Donate Your Christmas to GiveWell Charities!

post by Joey · 2015-12-10T19:56:58.422Z · score: 9 (9 votes) · EA · GW · Legacy · 1 comments

"People often ask us how they can help spread the word about effective charities. One way is to ask friends and family members to donate to effective charities in lieu of giving presents during the holiday season."

‘Donate Your Christmas’ is happening for its second year and has already raised ~$40,000 (not counterfactually adjusted yet).

You may consider joining because:

- Each fundraiser raises, on average, $750 for GiveWell recommended charities with minimal effort (the time it takes to set-up a page and share it with your friends).

- Last year the most successful fundraisers raised tens of thousands of dollars, so the potential upside is large.

- It gives you an opportunity to talk to your friends and family about effective charities.

- May especially suit people who have free time, but little free money (e.g. students), or people with wealthy social contacts, so they can raise more money with the same effort).

You can fundraise through any of Charity Science’s Christmas Fundraiser pages to any GW charity:

American signup -

British signup -

Canadian signup -

(select the country where most of your donors will be donating from)

Or if you want to fundraise for AMF specifically (or want to make use of tax-deductibility outside of the three countries listed above) you can create a fundraiser directly on AMF’s website:

All you have to do is:

- Sign up

- Tell your friends and family that instead of material gifts, you’d love donations.

- Post about it on Facebook and email the fundraiser to your friends and family



Comments sorted by top scores.

comment by kokotajlod · 2015-12-11T15:38:29.755Z · score: 3 (3 votes) · EA(p) · GW(p)

I have a gift wish list and I've put donations to EA charities on it.
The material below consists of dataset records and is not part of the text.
PR #3823, opened 2019-05-24
Drop katello-host-tools for F28

jturel:
I was looking into katello-host-tools build failures and noticed separately that the foreman-client repos are missing katello-agent for EL5 in nightly and other released versions. Not sure if it's something to be fixed here, but I found a few other cleanups.

- https://yum.theforeman.org/client/nightly/el5/x86_64/
- https://yum.theforeman.org/client/1.22/el5/x86_64/
- https://yum.theforeman.org/client/1.21/el5/x86_64/
- https://yum.theforeman.org/client/1.20/el5/x86_64/

I also noticed that EL5 and EL6 repos for clients are missing gofer and its related packages. Since we started building gofer I think we need to have them there, like this: https://yum.theforeman.org/client/1.20/el7/x86_64/

### DIFF
--- a/comps/comps-foreman-client-fedora28.xml
+++ b/comps/comps-foreman-client-fedora28.xml
@@ -11,10 +11,6 @@
     <uservisible>true</uservisible>
     <packagelist>
       <packagereq type="default">foreman-client-release</packagereq>
-      <packagereq type="default">katello-agent</packagereq>
-      <packagereq type="default">katello-host-tools</packagereq>
-      <packagereq type="default">katello-host-tools-fact-plugin</packagereq>
-      <packagereq type="default">katello-host-tools-tracer</packagereq>
       <packagereq type="default">python2-apypie</packagereq>
       <packagereq type="default">python3-apypie</packagereq>
       <packagereq type="default">rubygem-foreman_scap_client</packagereq>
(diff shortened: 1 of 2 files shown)


comps/comps-foreman-client-fedora28.xml
```diff
@@ -12,7 +12,6 @@
     <uservisible>true</uservisible>
     <packagelist>
       <packagereq type="default">foreman-client-release</packagereq>
-      <packagereq type="default">katello-agent</packagereq>
```
jturel: katello-agent is not supported for F28

jturel:
@ehelms is fixing up those repos just a matter of tagging in the right RPMs? If so, where is the automation for that missing the instructions to do the tagging?

ehelms:
IIRC we intentionally dropped katello-agent support because it needs a version of qpid-proton-c that is not available anywhere. Are users asking for this?

@jlsherrill do you recall the above? ^

jturel:
I've started a somewhat related discussion here https://community.theforeman.org/t/katello-host-tools-el5-client-support/14035

ekohl:
https://community.theforeman.org/t/dropping-fedora-28-client-support/15101 is probably relevant. F28 is EOL so let's kill it :fire:

ehelms:
@jturel Checking in

jturel:
@ehelms updated - let me know if I missed something!

ekohl:
Given apypie also has issues and it's EOL I still prefer to completely drop F28 in nightly.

I think this is in general a great idea, though I can see why many people might be uncomfortable with it:

Gift-giving is a sacred ritual for some people, something we do to bond as family/friends, and a little "treat yourself" moment that happens once or twice a year. There are good psychological reasons behind it, in other words, and it is not clear that giving money to charity accomplishes all the same goals. The spectre of the "altruist who is so committed that they don't have a life anymore" looms.
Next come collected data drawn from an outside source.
PR #3825, opened 2019-05-26
update recompose package

glekner:


ohadlevy:
this seems like its trying to bundle babel/core ?
error from the logs is BUILDSTDERR: ERROR: the path for dependency "@babel/runtime" already exists

perhaps try rebuilding it using the single strategy ?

I think the response to this is to acknowledge the truth behind it, but then point out that we are a very long way from that extreme "don't have a life anymore" situation. The status quo is currently zero charitable donations on the holidays; surely it won't hurt much to change that a bit. Indeed, by giving something to charity at the same time that we bond and treat ourselves, we might actually improve the bonding and the treating.